Immediately, my son thought of the worst-case scenario, and for him, it was death. For some of you, it could be death. For some, it will be losing your family. The loss is a consequence of the sin – pride, rebellion, disobedience. What is ironic to me is that too often people want to blame God for the consequence of a choice that God had no part in. Seriously? Take ownership of your failure, your issue.
Then my son called out for his father. His momma was already with him. Pearce was rallying the troops. Pearce wanted his daddy. He wanted to climb into his daddy’s lap, feel his daddy’s big, strong arms around him. He wanted his daddy to protect him from what was going to come next. God, if you’ll just get me out of this scrape I’m in right now… God, please help me! Please don’t take ______!
And while Patrick didn’t want to see Pearce in pain or hear him in pain when they put shots near the wound, Patrick knew Pearce needed to go through it to get better. Did Pearce’s daddy leave? Well, once when he saw a lot of Pearce’s blood on the bed and floor, but other than that Patrick didn’t leave Pearce. Our heavenly Father is with us regardless. He knows the consequences and the pain that will be associated. He also knows that we must endure the consequences of our actions, so hopefully, we will get better. Hopefully, we learn our lesson and don’t repeat the behavior.

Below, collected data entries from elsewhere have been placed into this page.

PR #680, opened 2021-03-26
vertical-full-page-map: location card click listener only on desktop

creotutar:
Previously, if you were on a mobile device and you clicked on a card,
the "selecting" behavior from desktop would occur. That is, the card
would enter its selected state, which is opening a detail card. This is
not correct because the only entry to a selected result should be
through a pin click on the map view when on mobile.

To fix this, we only enact the selected listeners on card click when we
are on desktop.

J=SLAP-1202
TEST=manual

Test that on mobile/tablet
* Clicking on a result card does not hide the card anymore
* Clicking on a pin in the map view will show a detail card

Test that on desktop
* Clicking on a result card still selects the correct pin (the selected
  styling on the pin shows).
* Clicking on a result card also selects a cluster pin if applicable.

### DIFF
--- a/static/js/theme-map/CardListenerAssigner.js
+++ b/static/js/theme-map/CardListenerAssigner.js
@@ -9,6 +9,20 @@ class CardListenerAssigner {
      * @type {Answers.Component}
      */
     this.card = card;
+
+    /**
+     * The upper bound (inclusive) of the mobile breakpoint in px
+     *
+     * @type {Number}
+     */
+    this.mobileBreakpointMax = 991;
+
+    /**
+     * The matcher to determine if the window width is within the mobile breakpoint
+     *
+     * @type {MediaQueryList}
+     */
+    this.mediaMatcher = window.matchMedia(`(max-width: ${this.mobileBreakpointMax}px)`);
   }
 
   /**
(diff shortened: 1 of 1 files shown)


static/js/theme-map/CardListenerAssigner.js
```diff
@@ -9,6 +9,20 @@ class CardListenerAssigner {
...
+     * @type {Number}
+     */
+    this.mobileBreakpointMax = 991;
+
+    /**
+     * The matcher to determine if the window width is within the mobile breakpoint
+     *
+     * @type {MediaQueryList}
+     */
+    this.mediaMatcher = window.matchMedia(`(max-width: ${this.mobileBreakpointMax}px)`);
```
oshi97, line 25: could we name this mobileMediaMatcher or something that makes it obvious it this.mediaMatcher.matches returns true for mobile?

static/js/theme-map/CardListenerAssigner.js
```diff
@@ -9,6 +9,20 @@ class CardListenerAssigner {
      * @type {Answers.Component}
      */
     this.card = card;
+
+    /**
+     * The upper bound (inclusive) of the mobile breakpoint in px
+     *
+     * @type {Number}
+     */
+    this.mobileBreakpointMax = 991;
```
oshi97, line 18: would we ever use this variable directly as opposed to this.mediaMatcher?

static/js/theme-map/CardListenerAssigner.js
creotutar: Good point! Changed

static/js/theme-map/CardListenerAssigner.js
creotutar: We would not! Removed the one-use variable

oshi97 (approved):

cea2aj (approved):
lgtm

Issue #439, opened 2015-05-17
Add an elmesque example


dcampbell24:
[Elmesque](https://github.com/mitchmindtree/elmesque) is currently the suggested high level 2d graphics crate to use with conrod, so an example showing how to use them together would be great to have in this repository.

cc #438

mitchmindtree:
Sure, I'll try to get around to this some time soon, but would love it if anyone else is willing to give this a go (I've got lots on my plate at the moment).

jarrett:
I'm about to attempt this on a real project. Related to https://github.com/PistonDevelopers/conrod/issues/519, I'll offer my example if I can get it working.

One question though: Conrod [constructs its own Elmesque renderer](https://github.com/PistonDevelopers/conrod/blob/386eb12564a765a41af124ca50fa385d615757cf/src/ui.rs#L358). For my custom Elmesque drawing outside Conrod, should I just construct another renderer? Will the two renderers interfere with each other? My guess it is should be fine, but I wanted to see if you have a recommendation.

jarrett:
I've written an example showing how to combine Conrod with custom Elmesque drawing:

https://github.com/jarrett/conrod/blob/elmesque-example/examples/elmesque.rs
https://github.com/jarrett/conrod/commit/c1a81e3ee53f990b61c9b9a1af9788c8f4049011

mitchmindtree:
@jarrett there's no issue with having two `elmesque::Renderer`s (it's just a wrapper around a piston2d-graphics `Context`, `Backend` and `CharacterCache`), however I think we'll be able to make this nicer by implementing an `.element` method on the `Ui` that constructs and returns the whole GUI's `Element` (rather than drawing it on the spot as does the `.draw` method). This would allow a user to use their own renderer and to position the gui using elmesque layout, etc

Closing this via #526

PR #526, opened 2015-07-30
Added Elmesque example and note in readme.

jarrett:
See https://github.com/PistonDevelopers/conrod/issues/439.


mitchmindtree:
Great! Hopefully we can make working with elmesque a little nicer in the future, but this is good for now :+1:

Closes #439

PR #531, opened 2015-07-31
Added `Ui::draw_if_changed` (big speedup!), updated examples and readme. 

### LINKED ISSUE #530: Change `Ui::draw` to only re-draw if any of the Widgets have new `Element`s.
So far Conrod has pretty poor performance as it redraws its graphics every frame!

For folks doing purely GUI applications, this is clearly not desired, and they'd almost definitely prefer to just redraw when some widget actually requires it.

I'm guessing that this would reduce conrod's --release CPU usage from around 25% right down to barely noticeable, as the vast majority of time is currently spent within the elmesque/piston-graphics draw calls.

It's very easy to add (I'm doing it now) but I just thought I'd open a discussion on what the best naming for this might be?

So far my plan is to change `Ui::draw` to only re-draw if some `Widget`'s `draw` function is called (which only gets called if it returns a new state from `update`. When a widget is updated with a new state, it calls `ui.needs_redraw` automatically which will cause the `Ui` to redraw all the `Element`s when `Ui::draw` is called. We could do something similar for the upcoming `Ui::element` method (mentioned here #527 @jarrett ) which could return `Option<Element>` - it would return `Some(Element)` if a redraw was needed, otherwise returning `None`.

The `Ui::needs_redraw` method would be public, so if for some reason a user needed conrod to redraw everything they could call this before calling `Ui::draw`.

An alternative would be to leave `Ui::draw` to behave as it does currently, and add a separate method called `Ui::draw_if_needed` which behaves as described above. Come to think of it, this is probably a better option as it has less chance of breaking people's code and is more descriptive of the behaviour. We would change all examples to use this method as they are purely GUI (there is no other graphics stuff going on other than conrod's).

Any other ideas/thoughts welcome :+1:

mitchmindtree:
Using `draw_if_changed` (in --release mode), both `canvas` and `all_widgets` examples avg at about %6.5 on my machine now as opposed to the ~25% when using `.draw` (yaaay :tada:)

Also added some hefty docs to `.draw` and `.draw_if_changed` to clarify the use case for each.

I also changed the behaviour of `Background` so that rather than drawing at its call site, it just stores the color in the `Ui` to be used for clearing the screen when `Ui::draw` is called. This stops it from drawing over the top of the widgets when using `ui.draw_if_needed`.

Closes #530

### DIFF
--- a/Cargo.toml
+++ b/Cargo.toml
@@ -1,7 +1,7 @@
 [package]
 
 name = "conrod"
-version = "0.7.2"
+version = "0.7.3"
 authors = [
     "Mitchell Nordine <mitchell.nordine@gmail.com>",
     "Sven Nilsen <bvssvni@gmail.com>"
--- a/README.md
+++ b/README.md
@@ -25,6 +25,7 @@ Available Widgets
 -----------------
 
 - Button
+- Canvas (Can be positioned manually or by using Splits or Tabs)
 - Drop Down List
 - Envelope Editor
 - Label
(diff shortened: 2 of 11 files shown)


bvssvni:
Looks good! Might want to change the `SAFE_REDRAW_COUNT` into a setting on `Ui`.

mitchmindtree:
@bvssvni yeah good call, i'll add a method for setting it manually but leave `SAFE_REDRAW_COUNT` as the default :+1:

PR #538, opened 2015-08-03
Add `.element` method to `Ui` and `Graph` for returning the `Element` as an alternative to `.draw`

jarrett:


mitchmindtree:
Nice! I think we could also add `Ui::element_if_changed` that returns an `Option<Element>` (to match `draw_if_changed`) but we can leave this for another PR :+1:

PR #542, opened 2015-08-13
Opt-in generalised scrolling

mitchmindtree:
~~**DO NOT MERGE** *yet*~~

Added
```Rust
.scrolling(bool) // bi-directional scrolling
.vertical_scrolling(bool)
.horizontal_scrolling(bool)
```
methods to the `Widget` trait.

If a scrolling method is called with `true` on some parent widget and the child `Widget`s would occupy a greater area than the parent `Widget`'s "`kid_area`", the `kid_area` will automatically become scrollable and the children widgets will be cropped to the scrollable area.

Still need to:
- [x] fix bug where max_offset changes when scrolling down too quickly
- [x] crop scroll area properly
- [x] only scroll if mouse is over a widget that is either the scrollable widget or one of its children


mitchmindtree:
This PR also updates the canvas.rs example to demonstrate scrolling by making the bottom button matrix twice the size vertically and scrollable. It's hard to capture it in a pic, but here's the button matrix scrolled down about half way, with the scrollbar on the right.

scrollable area

I'm about to do another commit that will change the scroll drawing behaviour so that it only draws if the mouse is over where the scrollbar track would be. This should make it a little more subtle / modern behaving. Another nice behaviour would be to have it appear only while the "mousewheel" (or trackpad, etc) is being scrolled, but this can be for another PR.

mitchmindtree:
There are still some issues with cropping on retina display for some reason (an issue for elmesque) but otherwise should be fine to merge.

PR #559, opened 2015-09-08
[WIP] Add keyboard events to textbox

TheNeikos:
This should satisfy a few of the checkpoints in #71, 

However I am not sure that the rest of the checkpoints are user-friendly, for example Ctrl+Left in any application I know goes left by a word, that is until it finds a whitespace after a word.

### DIFF
--- a/src/widget/text_box.rs
+++ b/src/widget/text_box.rs
@@ -7,7 +7,7 @@ use graphics::math::Scalar;
 use label::FontSize;
 use mouse::Mouse;
 use num::Float;
-use input::keyboard::Key::{Backspace, Left, Right, Return, A, LCtrl, RCtrl};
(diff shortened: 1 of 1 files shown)


TheNeikos:
Interesting... the build fails because it can't find `apt-get` on Mac OSX :v Nothing I can do to fix that!

mitchmindtree:
@TheNeikos looks great! Thanks a lot :) Yeah I think we'll need to fix up the `.travis.yml` to handle both, although I don't think we need to test on multiple platforms, as I'm fairly sure we're using entirely portable code.. maybe it's worth opening an issue to discuss.

btw just thought I'd mention that in this comment editor, Ctrl+Left/Right moves to the start or end of the line for me and option+Left/Right moves one word (I'm on OSX).

TheNeikos:
Interesting, because on (Arch)Linux and Windows both do the Ctrl+Left/Right move one word.

PR #565, opened 2015-09-28
Added `Widget::set_internal` method to allow for `Widget`s to be composed of other `Widget`s

mitchmindtree:
Finally, it should now be possible to set `Widget`s within your own custom `Widget`'s `update` method without occupying the public `WidgetId` space! This means we should now be able to compose new `Widget`s from other `Widget`s.

To make this possible, I needed to add a few things:
- The `Widget::set_internal` method which we can use to set internal `Widget`s without occupying the `WidgetId` space.
- The `UiCell`, a wrapper around the `Ui` which is passed into the `Widget::update` method via the `UpdateArgs` and allows us to call `set_internal`.
- The `WidgetIndex` which allows us to dynamically handle both public and internal index types.

The change also allowed us to remove the ugly `Widget::set_children` method - a previous hack to allow for setting other public widgets in the `Tabs` widget. The changes to `Widget::set` and the addition of `Widget::set_internal` now render this unnecessary.

This is a **breaking change**, but only for custom widget designers and the necessary changes should be easy to implement (see the changed widget modules in this PR for an example of how to update).


mitchmindtree:
Going to merge and publish this now as travis is passing - if anyone finds any issues, feel free to post an issue :smile_cat:

bvssvni:
Wow, this was a great PR. :+1:

mitchmindtree:
@bvssvni thanks! Currently reworking `DropDownList` to use pre-existing widgets rather than making its own buttons and scrolling... it's about half the size now! Will hopefully have a PR in the next few hours.

PR #570, opened 2015-09-29
Massively simplify `DropDownList` by composing it from other `Widget`s. Tweak Widget API with lessons learned.

### LINKED ISSUE #566: Simplify DropDownList using latest Widget designer features.
DropDownList should be a great first widget for trying out the new `set_internal` method. Rather than drawing it's own rectangles for each button, and calculating it's own scrolling information, it should be able to be re-implemented as a Canvas widget with Button widgets on top which would use conrod's automated scrolling to achieve its scroll behaviour.

mitchmindtree:
`DropDownList` is now roughly half the size (its `update` method is much shorter, and it's `draw` method is now a one-liner) with all the same behaviour! I think this is a nice proof-of-concept and a good example of how easy it should be to compose new `Widget`s from other `Widget`s.

As expected, I had to make some tweaks to the widget module as I ran into different issues doing this for the first time:
- Turns out `set_internal` is totally unnecessary! By making `Widget::set` generic over any type that impls `Into<Index>`, we can use it for setting both `Public` (`WidgetId`) and `Internal` (`NodeIndex`) indices. This should keep the API much cleaner and consistent between widget designing and widget using.
- Sometimes a parent `Widget` needs to know whether or not the mouse was released, even though it may not be capturing it or hovered - thus I added a `global_mouse` field to the `UserInput` struct.
- In some occasions it can be annoying for a `Widget` to track whether or not a mouse was pressed or released, so I added `was_pressed` and `was_released` flags to the mouse's `ButtonState`.
- The std::error messages when two widgets simultaneously try to capture input is unnecessary and can be annoying even if the resulting behaviour is correct, so I removed it.

This is a slight **breaking change** due to the removal of the `set_internal` method (despite its brief life) and the change to the `mouse::ButtonState` struct.

Note: there is still an issue where the `DropDownList` doesn't crop properly to its scroll area - it now also eternally captures the mouse if you click one of the buttons outside the proper scroll area. The over-arching bug existed before this however, so it will be addressed in a separate PR.

EDIT: Also, I changed the last arg  of `DropDownList`'s `react` function to take a `&str` instead of a `String` - it was an unnecessary allocation seeing as a user can easily call `.to_owned()` if they require a `String`. Oddly however, this does now require that the user writes the type for the `&str` argument when calling `DropDownList::react` with a closure (otherwise the compiler seems to complain about the closure's lifetimes not matching that of the FnMut bound required by `DropDownList::react`'s arg type).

And then Pearce’s daddy carried him out of the hospital, took him home and loved on him.
I don’t always want to open my Bible and crawl up in my Father’s lap. I don’t always want to listen to what He wants to tell me, but I am so thankful that He’s still there when I return from my rebellion, when I humble myself. I’m so thankful I can cry out, “Abba, Father!” or “I want my daddy” and He’s there. I’m so thankful that He will never leave me or forsake me.
Here’s the last point to this story. If I continue to be stiff-necked, when I become broken without remedy, it doesn’t just affect me. It affects my children. It affects my spouse, my marriage. It affects those around me. Pearce wasn’t able to go swimming after getting stitches which meant Erin couldn’t go. Pearce has been hopping around on one foot or is carried…who do you think is carrying him? And the consequences don’t stop in one day. We are on day eleven of this consequence, and while his stitches may have just come out, he will be visiting the doctor tomorrow to see what’s next as his wound has reopened. Check your heart, peeps! Check your heart.